## Activity
Please retype, unchanged, each line from the top of the material below through the line where "Contract permission check doesn't include initiator, contract" appears.

## Material for this exercise
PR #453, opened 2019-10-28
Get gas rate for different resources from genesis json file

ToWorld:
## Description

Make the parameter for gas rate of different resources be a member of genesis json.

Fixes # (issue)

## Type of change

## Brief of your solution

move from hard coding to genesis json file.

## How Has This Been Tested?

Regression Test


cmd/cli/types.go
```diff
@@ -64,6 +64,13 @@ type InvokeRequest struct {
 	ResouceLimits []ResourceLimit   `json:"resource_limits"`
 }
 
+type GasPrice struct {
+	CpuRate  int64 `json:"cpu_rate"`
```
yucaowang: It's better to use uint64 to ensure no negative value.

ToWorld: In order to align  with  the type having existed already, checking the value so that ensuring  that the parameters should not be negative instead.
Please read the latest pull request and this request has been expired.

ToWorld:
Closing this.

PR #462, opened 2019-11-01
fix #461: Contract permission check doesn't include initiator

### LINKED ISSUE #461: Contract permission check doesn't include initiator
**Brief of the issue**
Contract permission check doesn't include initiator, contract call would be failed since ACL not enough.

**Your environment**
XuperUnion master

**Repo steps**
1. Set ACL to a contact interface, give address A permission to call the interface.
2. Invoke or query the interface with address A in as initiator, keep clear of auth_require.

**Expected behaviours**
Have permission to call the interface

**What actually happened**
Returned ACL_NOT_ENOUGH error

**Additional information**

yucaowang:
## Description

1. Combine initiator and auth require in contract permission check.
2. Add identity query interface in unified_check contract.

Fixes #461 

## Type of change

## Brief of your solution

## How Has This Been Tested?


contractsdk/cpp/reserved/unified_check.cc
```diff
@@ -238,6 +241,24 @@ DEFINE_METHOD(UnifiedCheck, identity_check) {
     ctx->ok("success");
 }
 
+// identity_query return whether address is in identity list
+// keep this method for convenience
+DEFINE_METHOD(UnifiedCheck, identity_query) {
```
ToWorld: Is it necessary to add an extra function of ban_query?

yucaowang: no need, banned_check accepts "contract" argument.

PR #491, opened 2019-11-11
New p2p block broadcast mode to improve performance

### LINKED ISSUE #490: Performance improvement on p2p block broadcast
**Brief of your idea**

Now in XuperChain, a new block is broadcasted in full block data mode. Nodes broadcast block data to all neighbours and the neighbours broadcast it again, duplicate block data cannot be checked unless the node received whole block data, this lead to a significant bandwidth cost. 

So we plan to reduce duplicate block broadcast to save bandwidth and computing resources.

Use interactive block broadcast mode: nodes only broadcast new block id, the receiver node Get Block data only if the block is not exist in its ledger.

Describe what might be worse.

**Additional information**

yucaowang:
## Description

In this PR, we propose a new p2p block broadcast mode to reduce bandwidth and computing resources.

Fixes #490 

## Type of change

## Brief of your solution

## Written response
PR #453, opened 2019-10-28
Get gas rate for different resources from genesis json file

ToWorld:
## Description

Make the parameter for gas rate of different resources be a member of genesis json.

Fixes # (issue)

## Type of change

## Brief of your solution

move from hard coding to genesis json file.

## How Has This Been Tested?

Regression Test


cmd/cli/types.go
```diff
@@ -64,6 +64,13 @@ type InvokeRequest struct {
 	ResouceLimits []ResourceLimit   `json:"resource_limits"`
 }
 
+type GasPrice struct {
+	CpuRate  int64 `json:"cpu_rate"`
```
yucaowang: It's better to use uint64 to ensure no negative value.

ToWorld: In order to align  with  the type having existed already, checking the value so that ensuring  that the parameters should not be negative instead.
Please read the latest pull request and this request has been expired.

ToWorld:
Closing this.

PR #462, opened 2019-11-01
fix #461: Contract permission check doesn't include initiator

### LINKED ISSUE #461: Contract permission check doesn't include initiator
**Brief of the issue**
Contract permission check doesn't include initiator, contract call would be failed since ACL not enough.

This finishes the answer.